Headline

PERADABAN tidak pernah tumbuh di ruang hampa. Ia dibangun oleh gagasan, dirawat oleh nilai, dan dijaga oleh nalar.

Setelah Ditemukan Serpihan, Pencarian Korban dan Kotak Hitam Pesawat ATR 42-500 Diintensifkan

Lina Herlina
18/1/2026 20:06
Setelah Ditemukan Serpihan, Pencarian Korban dan Kotak Hitam Pesawat ATR 42-500 Diintensifkan
Ilustrasi(MI/LINA HERLINA)

OPERASI pencarian pesawat ATR 42-500 yang hilang kontak terus berlanjut meski terkendala cuaca. Setelah tim SAR menemukan serpihan diduga kuat bagian dari pesawat di perbatasan Kabupaten Maros dan Pangkajene Kepulauan (Pangkep), Sulawesi Selatan, Minggu (18/1), akhirnya juga ditemukan korban. 

Penemuan pertama secara visual adalah sebuah jendela pesawat pada pukul 07.46 WITA. Tiga menit kemudian, pada pukul 07.49 WITA, tim menemukan serpihan berukuran besar yang diduga merupakan bagian badan pesawat beserta ekornya.

Lokasi temuan berjarak sekitar 26,5 kilometer dari Bandara Internasional Sultan Hasanuddin, Makassar. 

Menteri Perhubungan Dudy Purwagandhi, yang memantau langsung dari Makassar, menegaskan bahwa keselamatan dan pencarian adalah prioritas utama. 

Ia menyatakan penemuan serpihan ini merupakan progres penting dan menegaskan seluruh unsur terkait bekerja tanpa henti untuk memperluas area pencarian dan evakuasi di sekitar lokasi.

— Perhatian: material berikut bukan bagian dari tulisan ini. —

PR #392, opened 2020-01-24
Moreatomic

sbird:
This is a quite clever use of omp atomic capture to implement an atomic max algorithm in C

### DIFF
--- a/libgadget/blackhole.c
+++ b/libgadget/blackhole.c
@@ -100,8 +100,6 @@ struct BHPriv {
      * in the feedback treewalk*/
     MyFloat * BH_FeedbackWeightSum;
 
-    /* Particle SpinLocks*/
-    struct SpinLocks * spin;
     /* Counters*/
     int64_t * N_sph_swallowed;
     int64_t * N_BH_swallowed;
@@ -246,10 +244,7 @@ blackhole(const ActiveParticles * act, ForceTree * tree, FILE * FdBlackHoles)
     priv->BH_Entropy = mymalloc("BH_Entropy", SlotsManager->info[5].size * sizeof(MyFloat));
     priv->BH_SurroundingGasVel = (MyFloat (*) [3]) mymalloc("BH_SurroundVel", 3* SlotsManager->info[5].size * sizeof(priv->BH_SurroundingGasVel[0]));
 
-    /* This allocates memory*/
-    priv[0].spin = init_spinlocks(PartManager->NumPart);
     treewalk_run(tw_accretion, act->ActiveParticle, act->NumActiveParticle);
-    free_spinlocks(priv[0].spin);
 
     myfree(priv->BH_SurroundingGasVel);
     myfree(priv->BH_Entropy);
--- a/libgadget/blackhole.c
+++ b/libgadget/blackhole.c
@@ -463,7 +463,9 @@ blackhole_accretion_ngbiter(TreeWalkQueryBHAccretion * I,
     /* Accretion / merger doesn't do self interaction */
     if(P[other].ID == I->ID) return;
 
-    struct SpinLocks * spin = BH_GET_PRIV(lv->tw)->spin;
+    /* This variable has to be set so the atomic
+     * satisfies the atomic capture form, but it is not used*/
+    MyIDType maxsw = (MyIDType) -1;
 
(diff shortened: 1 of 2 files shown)


sbird:
Yu, what do you think? It removes two of the remaining uses of the locks.

libgadget/blackhole.c
```diff
@@ -592,10 +581,14 @@ blackhole_feedback_ngbiter(TreeWalkQueryBHFeedback * I,
...
 
-    if(P[other].Swallowed && P[other].Type == 5)	/* we have a black hole merger */
+     /* we have a black hole merger! */
+    if(P[other].Type == 5 && BHP(other).SwallowID != (MyIDType) -1)
     {
         if(BHP(other).SwallowID != I->ID) return;
 
+        /* Swallow the particle*/
+        BHP(other).SwallowTime = All.Time;
+        P[other].Swallowed = 1;
```
rainwoodman: The distinguish between SwallowID != -1 and Swallowed is not clear (even before the PR).

libgadget/winds.c
```diff
@@ -471,18 +440,25 @@ sfr_wind_feedback_ngbiter(TreeWalkQueryWind * I,
...
-        /* we may want to add another lock to avoid this. */
-        if(P[other].ID != I->base.ID)
-            lock_spinlock(other, WIND_GET_PRIV(lv->tw)->spin);
+        double dir[3];
+        get_wind_dir(other, dir);
+        int j;
+        for(j = 0; j < 3; j++)
+        {
+            #pragma omp atomic update
+            P[other].Vel[j] += v * dir[j];
```
rainwoodman: I think this is different from the old behavior. the scope of the critical region has reduced -- you are using 3, not 1. 

Were we only locking the other particle here to make sure velocity change is atomic?

rainwoodman:
Let me think about this a bit more over the day.

libgadget/blackhole.c
sbird: I will try to improve this, at least with a comment

sbird: Swallowid is set when swallowing is in progress, swallowed is set when swallowing completes. Things gravitate up to swallowing being completed.

libgadget/winds.c
sbird: In the isotropic winds case yes - the complex case was the non-isotropic wind, which uses the current velocity to work out the new wind direction. I tried to think of clever ways to get around it but since we don't use it and most people have moved away from it I thought: why bother?

rainwoodman: I thought the non-isotropic wind only uses (should only use) a reference direction computed from nearby DM particles or something like that, to compute the kick momentum, which is then added to the current velocity of P[other] just like this.

The kick momentum shouldn't depend on the current velocity of other, then?

libgadget/blackhole.c
rainwoodman: Thanks. This makes sense -- 'Swallowed' is after it is done. Perhaps SwallowingID? ;)

sbird: hehe :-)

libgadget/winds.c
sbird: In principle I agree that the non-isotropic wind should do something like that, but what it actually does is that the wind direction is set by (v - vmean) . a   

vmean is set from the nearby DM particles and a is the short-range gravitational force. 

I thought about this and...I rather feel that this is essentially a random number: v may depend on whether the particle has already been kicked, and the short-range force is likely very much not the total acceleration. Since the physics seem at best confused, I thought maybe best to just remove it.

sbird:
I'm worried that this doesn't actually do what I think it does. Looking at the godbolt it looks like this exchange isn't actually using an atomic instruction except for the final swap. It seems that it does the ? outside the lock and then only the swap inside the lock https://gcc.godbolt.org/z/9dNLQk . If that is the case I need to use a read/modify/update algorithm with a capture. Or am I misunderstanding x86 assembly?

sbird:
I'm dropping this. Although it seems to work, I think it is actually not allowed by the openmp standard. I can't tell if this means that it works by chance, or that it doesn't work (if there is a race it is very narrow). The standard says:
"Neither of v and expr (as applicable) may access the storage location designated by x."
which I think means this is not allowed.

Pencarian yang dikoordinasi Badan Nasional Pencarian dan Pertolongan (Basarnas) ini melibatkan gabungan TNI, Polri, AirNav Indonesia, BMKG, dan pemerintah daerah. 

"Fokus operasi kini bergeser ke pencarian korban dan black box (kotak hitam) untuk mengungkap penyebab insiden. Pesawat dengan nomor registrasi PK-THT milik Indonesia Air Transport (IAT) dilaporkan hilang kontak pada Sabtu, 17 Januari 2026,tersebut mengangkut 10 orang, terdiri dari 7 awak kabin dan 3 penumpang," sebut Menhub dalam keterangan tertulisnya.

Pemerintah telah membuka Crisis Center di Bandara Sultan Hasanuddin untuk memberikan pendampingan kepada keluarga. 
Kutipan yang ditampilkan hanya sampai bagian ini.